As generative artificial intelligence booms, tech companies are looking for training data to improve their models — and some are taking it without permission.
Apple, Nvidia and Anthropic are among the tech companies that have been recognized as having AI models trained with captions from tens of thousands of YouTube videos despite the platform rules against downloading and using its content without permissionaccording to a Proof News investigation co-published with Wired.
The investigation found that the companies used a dataset called YouTube Subtitles that included transcripts of 173,536 YouTube videos from more than 48,000 channels. The videos in the dataset range from educational channels like Khan Academy and MIT, to news sites like The Wall Street Journal, to some of the platform’s top creators like MrBeast and Marques Brownlee.
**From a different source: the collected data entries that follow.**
PR #5786, opened 2025-10-23
frontend, distributor: Add tenant ID validation

carles-grafana:
Use the same validation than in Mimir for consistency. In addition, reject empty IDs ("").

See https://grafana.com/docs/mimir/latest/configure/about-tenant-ids/

**What this PR does**:

Fixes #<issue number>

**Checklist**
- [x] Tests updated
- [ ] Documentation added

### DIFF
--- a/modules/frontend/pipeline/async_tenant_validator_middleware.go
+++ b/modules/frontend/pipeline/async_tenant_validator_middleware.go
@@ -9,6 +9,9 @@ type tenantValidatorRoundTripper struct {
 	next AsyncRoundTripper[combiner.PipelineResponse]
 }
 
+// NewTenantValidatorMiddleware returns a middleware that validates the tenant ID in requests.
+// It assumes there's only one tenant ID per request, otherwise it returns an error.
+// For this reason it must run after the multiTenantMiddleware.
 func NewTenantValidatorMiddleware() AsyncMiddleware[combiner.PipelineResponse] {
 	return AsyncMiddlewareFunc[combiner.PipelineResponse](func(next AsyncRoundTripper[combiner.PipelineResponse]) AsyncRoundTripper[combiner.PipelineResponse] {
 		return &tenantValidatorRoundTripper{next: next}


pkg/validation/tenantid.go
```diff
@@ -0,0 +1,16 @@
...
+import (
+	"github.com/grafana/dskit/tenant"
+	"github.com/grafana/dskit/user"
+)
+
+func TempoValidTenantID(tenantID string) error {
+	if tenantID == "" {
+		return user.ErrNoOrgID
+	}
+	if err := tenant.ValidTenantID(tenantID); err != nil {
```
javiermolinar: Why not return directly?

```go
if tenantID == "" {
	return user.ErrNoOrgID
}
return tenant.ValidTenantID(tenantID)

```

modules/frontend/frontend.go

“Apple has obtained data for its AI from multiple companies,” Brownlee wrote in a publish on X “One of them scraped tons of data/transcripts from YouTube videos, including mine.”
Brownlee added that while “Apple technically avoids ‘fault’ here because they’re not the ones recovering the data,” “this is going to be an evolving issue for a long time.”
Proof News also created a tool for creators to search for their content in the dataset, which included a handful of videos from Quartz. The YouTube captions dataset does not include images from videos, but does include some captions translated into languages such as German and Arabic.
The dataset was created by Eleuther AI, “a nonprofit AI research lab” that is focused on “promote open scientific standards,” and is part of a compilation of documents from elsewhere, including the European Parliament and the English Wikipedia, called the Stack, according to Proof News.
“The Pile dataset mentioned in the research paper was formed in 2021 for academic and research purposes,” a spokesperson for Salesforce, one of the companies named in the investigation for using the dataset, said in a statement shared with Quartz. “The dataset was publicly available and released under a permissive license.”
Neither Apple, Nvidia nor Anthropic immediately responded to a request for comment.
In April, YouTube CEO Neal Mohan told Bloomberg that companies using YouTube videos, including transcripts or video clips, to train AI models such as OpenAI’s text-to-video generator, Sora, would be a “flagrant violation” of the platform’s policies. However, the New York Times reported days later that OpenAI had transcribed over a million hours of YouTube videos to train its GPT-4 model.